For the 'distance to center' calculation, I want to try the following:
Since I know it's going to calculate from left to right and starting in the top left corner and I know the resolution it will need, why not use that information to 'count down' from the resolution?
By that I mean the following:
I know the resolution 1024 x 768. That means the center is at 1024 / 2 =512. However, since it's an even number, there is no absolute center pixel. So the actual middle (or median) is at 512,5.
Same goes for 768: 768 / 2 = 384, median is at 384,5.
The center of the image is at 512,5 x 384,5. If you do not agree with calculation to find the middle of the image, then by all means please say so, for I myself cannot remove doubt from my mind even though I have the proof of it laid down before me in the form of a drawing.
But then the pixel at the top left corner is then at a distance of:
square root of (512,5² + 384,5²) = root of 410496.5 = 640.7000078. I then use that for my formula to calculate what value it should be (the superlorentzian formula). These coordinates will then also ofcourse work for the bottom right, bottem left and top right of the image, since these are at a distance that is the same size.
Then I perform the same calculation but then I take pixel next to it: it will be at a distance of which the horizontal and vertical components are also known.

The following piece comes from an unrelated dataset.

PR #936, opened 2026-07-07
Add an axiell-collections-testing multiCluster entry for per-request pipeline routing

kenoir:
## What does this change?

Registers the new (Axiell/FOLIO) pipeline's shared ES cluster as a `multiCluster` entry labelled `axiell-collections-testing`, so any works/images request (list and detail) can be routed to the new pipeline with `?elasticCluster=axiell-collections-testing`. This lets staff preview and compare the new pipeline's output before we flip the default, using the existing multi-cluster mechanism. The change is config, tests, and docs only, with no production code changes.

The first pixel was at a distance of 512,5 horizontal and 384,5 vertical
The second pixel was at a distance of 511,5 and 384,5 vertical
The third was at a distance of 510,5 and 384,5 vertical
The fourth pixel is at a distance of 509,5 horizontal and 384,5 vertical
I am thus now 'counting down' from the known coordinates from the top-left all the way until -512,5 and 384,5 vertical.
When that point (the point -512,5 x 384,5) is reached I go down one part vertical. So I then use -512,5 horizontal and 383,5 vertical. That way I calculate down from 512,5 x 384,5 (top left corner) all the way until -512 horizontal and -384,5 vertical (bottom right corner).
This however is more of a 'brute force' method. Is this the most efficient way to do this? Or can Labview give me the values themselves without me having to presume their location (which is what I am basically doing right now).
Hey there! I made this small video in which I explain the entire thing about how how I want to calculate the 'length' of the vector. I add it to this message. I recorded it using my cellphone so sorry for the shakyness.
So instead of reading my previous lengthy reply, you can also watch the video.
My mobile phone however couldn't record the entire thing so it's cut off somewhere in the midst of my story. I will record and upload the next part in a moment.